# [Dataset records]

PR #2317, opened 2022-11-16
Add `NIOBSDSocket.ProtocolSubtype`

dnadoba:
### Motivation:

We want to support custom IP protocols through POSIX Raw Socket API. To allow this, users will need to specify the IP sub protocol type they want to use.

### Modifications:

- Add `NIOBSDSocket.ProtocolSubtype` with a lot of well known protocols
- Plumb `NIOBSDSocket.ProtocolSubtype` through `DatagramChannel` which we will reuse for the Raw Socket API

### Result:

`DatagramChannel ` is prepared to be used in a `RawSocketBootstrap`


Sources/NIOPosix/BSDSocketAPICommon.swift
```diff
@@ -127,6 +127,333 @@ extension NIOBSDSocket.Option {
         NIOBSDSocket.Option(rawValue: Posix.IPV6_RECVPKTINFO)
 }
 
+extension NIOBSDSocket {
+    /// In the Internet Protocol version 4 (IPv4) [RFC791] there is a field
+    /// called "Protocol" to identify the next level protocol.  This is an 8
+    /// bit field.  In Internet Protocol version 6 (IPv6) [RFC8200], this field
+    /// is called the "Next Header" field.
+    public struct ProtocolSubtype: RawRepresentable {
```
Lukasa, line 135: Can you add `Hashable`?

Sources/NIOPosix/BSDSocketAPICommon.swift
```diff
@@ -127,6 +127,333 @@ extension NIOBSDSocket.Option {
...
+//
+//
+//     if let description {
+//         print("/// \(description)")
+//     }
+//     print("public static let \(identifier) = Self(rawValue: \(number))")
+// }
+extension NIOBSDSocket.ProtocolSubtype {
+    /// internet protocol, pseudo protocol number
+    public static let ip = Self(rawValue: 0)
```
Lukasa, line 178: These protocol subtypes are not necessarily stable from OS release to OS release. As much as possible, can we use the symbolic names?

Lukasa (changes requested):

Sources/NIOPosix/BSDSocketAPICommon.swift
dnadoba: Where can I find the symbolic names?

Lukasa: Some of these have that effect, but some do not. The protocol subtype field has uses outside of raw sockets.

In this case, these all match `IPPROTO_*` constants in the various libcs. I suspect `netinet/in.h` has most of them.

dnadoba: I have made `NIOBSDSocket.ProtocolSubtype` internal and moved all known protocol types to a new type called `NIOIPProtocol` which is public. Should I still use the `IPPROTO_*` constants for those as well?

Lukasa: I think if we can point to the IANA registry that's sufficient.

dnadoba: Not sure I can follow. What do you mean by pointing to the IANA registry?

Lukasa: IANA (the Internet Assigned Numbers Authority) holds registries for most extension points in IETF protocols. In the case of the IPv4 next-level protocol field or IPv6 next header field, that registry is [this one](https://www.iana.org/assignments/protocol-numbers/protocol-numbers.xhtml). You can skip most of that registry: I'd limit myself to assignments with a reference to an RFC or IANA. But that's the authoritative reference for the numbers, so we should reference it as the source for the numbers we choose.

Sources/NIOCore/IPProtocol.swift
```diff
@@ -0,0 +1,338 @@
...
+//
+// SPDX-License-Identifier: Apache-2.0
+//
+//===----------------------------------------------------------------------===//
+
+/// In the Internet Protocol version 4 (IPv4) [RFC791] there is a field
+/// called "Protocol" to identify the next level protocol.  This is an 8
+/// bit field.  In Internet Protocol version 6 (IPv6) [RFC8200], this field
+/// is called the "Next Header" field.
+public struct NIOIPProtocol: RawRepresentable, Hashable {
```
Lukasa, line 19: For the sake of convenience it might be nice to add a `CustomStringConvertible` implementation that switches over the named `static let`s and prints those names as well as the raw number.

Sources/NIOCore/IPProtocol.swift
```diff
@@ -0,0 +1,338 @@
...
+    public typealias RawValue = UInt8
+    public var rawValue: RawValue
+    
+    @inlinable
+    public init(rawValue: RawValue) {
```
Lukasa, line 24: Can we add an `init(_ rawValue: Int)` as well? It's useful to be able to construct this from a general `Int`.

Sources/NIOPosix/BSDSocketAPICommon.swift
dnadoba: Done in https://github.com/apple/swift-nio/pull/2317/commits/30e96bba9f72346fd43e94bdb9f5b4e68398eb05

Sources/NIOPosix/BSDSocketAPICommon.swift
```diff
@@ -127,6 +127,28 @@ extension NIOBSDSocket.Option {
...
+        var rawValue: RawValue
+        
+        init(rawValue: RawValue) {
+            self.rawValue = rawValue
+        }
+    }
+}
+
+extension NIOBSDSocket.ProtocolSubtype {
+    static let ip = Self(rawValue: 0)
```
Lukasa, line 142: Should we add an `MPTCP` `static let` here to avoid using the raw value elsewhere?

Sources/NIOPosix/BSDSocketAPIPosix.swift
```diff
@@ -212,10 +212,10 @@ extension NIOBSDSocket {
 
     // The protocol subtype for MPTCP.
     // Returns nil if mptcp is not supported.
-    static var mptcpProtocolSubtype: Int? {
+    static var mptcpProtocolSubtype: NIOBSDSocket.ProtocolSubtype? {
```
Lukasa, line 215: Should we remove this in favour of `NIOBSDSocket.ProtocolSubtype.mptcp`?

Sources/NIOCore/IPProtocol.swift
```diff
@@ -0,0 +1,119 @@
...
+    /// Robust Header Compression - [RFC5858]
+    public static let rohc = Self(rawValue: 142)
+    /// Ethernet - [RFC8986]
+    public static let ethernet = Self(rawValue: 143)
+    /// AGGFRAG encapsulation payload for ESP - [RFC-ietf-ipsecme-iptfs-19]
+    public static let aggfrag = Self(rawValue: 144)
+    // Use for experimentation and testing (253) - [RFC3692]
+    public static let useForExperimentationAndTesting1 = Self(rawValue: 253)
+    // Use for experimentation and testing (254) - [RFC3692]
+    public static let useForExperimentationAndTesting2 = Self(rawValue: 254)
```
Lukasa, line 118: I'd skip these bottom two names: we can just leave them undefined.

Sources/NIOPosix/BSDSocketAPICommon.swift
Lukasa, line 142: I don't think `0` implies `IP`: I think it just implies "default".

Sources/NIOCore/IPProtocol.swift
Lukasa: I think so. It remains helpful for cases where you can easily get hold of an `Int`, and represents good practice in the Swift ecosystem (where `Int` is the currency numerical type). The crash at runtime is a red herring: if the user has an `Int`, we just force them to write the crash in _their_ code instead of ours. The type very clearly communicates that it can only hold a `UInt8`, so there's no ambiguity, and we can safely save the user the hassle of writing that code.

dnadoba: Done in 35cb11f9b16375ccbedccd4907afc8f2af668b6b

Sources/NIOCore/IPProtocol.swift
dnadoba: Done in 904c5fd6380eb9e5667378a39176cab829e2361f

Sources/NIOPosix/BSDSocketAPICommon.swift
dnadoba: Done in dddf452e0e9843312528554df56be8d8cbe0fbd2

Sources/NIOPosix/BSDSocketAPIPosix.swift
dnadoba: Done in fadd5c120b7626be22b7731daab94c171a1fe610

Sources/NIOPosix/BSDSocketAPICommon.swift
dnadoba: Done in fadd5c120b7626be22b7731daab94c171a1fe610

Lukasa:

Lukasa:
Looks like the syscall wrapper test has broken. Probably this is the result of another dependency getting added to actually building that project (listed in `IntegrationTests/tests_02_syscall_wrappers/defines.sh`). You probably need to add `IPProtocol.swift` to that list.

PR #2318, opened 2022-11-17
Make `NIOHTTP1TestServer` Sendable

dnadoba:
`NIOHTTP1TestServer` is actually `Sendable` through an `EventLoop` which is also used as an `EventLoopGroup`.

# [Task objective]
Each line in the data that holds the word "RawRepresentable" must be copied.

# [Task output]
+    public struct ProtocolSubtype: RawRepresentable {
+public struct NIOIPProtocol: RawRepresentable, Hashable {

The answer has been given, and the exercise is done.